● DIRECTIONS FOR THIS TASK
Would you return the full listing exactly, with nothing altered?

● GIVEN MATERIAL
────────────────
PR #1660, opened 2020-06-19
PaintOnTemplateTool: Add drawing preservation mode

lpechacek:
Extends GH-1242 (Fill areas in scribble mode) - follow up to https://github.com/OpenOrienteering/mapper/pull/1652#issuecomment-645804058.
────────────────
● OUTPUT FOR THIS EXERCISE
PR #1660, opened 2020-06-19
PaintOnTemplateTool: Add drawing preservation mode

lpechacek:
Extends GH-1242 (Fill areas in scribble mode) - follow up to https://github.com/OpenOrienteering/mapper/pull/1652#issuecomment-645804058.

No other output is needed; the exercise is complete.